Reactions: Like Like:
1 | Like List reactions


----------



## Kingscoy (Nov 17, 2018)

Short YouTube clip...sorry it is in Dutch but will give a good impression of our small museum.

Reactions: Like Like:
1 | Like List reactions


----------



## Airframes (Nov 17, 2018)

Great !
I hope you can get the wing.


----------



## Crimea_River (Nov 17, 2018)

Me too.
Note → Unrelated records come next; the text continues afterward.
Issue #506, opened 2016-08-28
Update Delegate model to track attendance


tdowds:
In order to include a feature for delegate attendance in the chair app, we need to store that information in our delegate model. Therefore we need to add fields for each session attendance. For now these can be booleans but we should build in anticipation for marking "Present", "Present and Voting", and "Not Present".

PR #543, opened 2016-12-04
Committee attendance backend

m-j-mcdonald:
Here is the backend for tracking committee attendance. This covers issue #506 and most of #507. @michaeleliot @jmosky12


m-j-mcdonald:
Note: the auto formatter made some weird changes.

huxley/api/permissions.py
```diff
@@ -28,6 +28,14 @@ def has_object_permission(self, request, view, obj):
         return request.user.is_superuser or request.user == obj.advisor
 
 
+class IsChairOrSuperuser(permissions.BasePermission):
+    '''Accept only the school's advisor or superusers.'''
```
tdowds: chair, not advisor

huxley/api/permissions.py
```diff
@@ -28,6 +28,14 @@ def has_object_permission(self, request, view, obj):
...
+
+    def has_object_permission(self, request, view, obj):
+        print(obj)
```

Shame some people will hold things for ransom like that.


----------



## Wurger (Nov 17, 2018)

With all here.I keep my finger crossed for getting of the wing soon.


----------



## Tieleader (Nov 17, 2018)

Just offer them some coins they want!

Reactions: Like Like:
1 | Like List reactions


----------



## Kingscoy (Nov 17, 2018)

We are trying hard...but we are not in the same galaxy on the price . Their initial offer closely to 5 digits


----------



## Tieleader (Nov 17, 2018)

Kingscoy said:


> We are trying hard...but we are not in the same galaxy on the price . Their initial offer closely to 5 digits


Like any negotiation that's just the opening "hope we get them to pay it" price. It should come down a bunch if you play hardball...


----------



## Gnomey (Nov 17, 2018)

Good stuff! Hopefully you get the other one is too.


----------



## Kingscoy (Nov 18, 2018)

Tieleader said:


> Like any negotiation that's just the opening "hope we get them to pay it" price. It should come down a bunch if you play hardball...


Very true...we'll get there...I hope.


----------



## Crimea_River (Nov 18, 2018)

Talk to a scrap dealer to find out the value of the metal, then challenge the extortionists on what else they would do with the wing of you didn't buy it.

Reactions: Agree Agree:
2 | Like List reactions


----------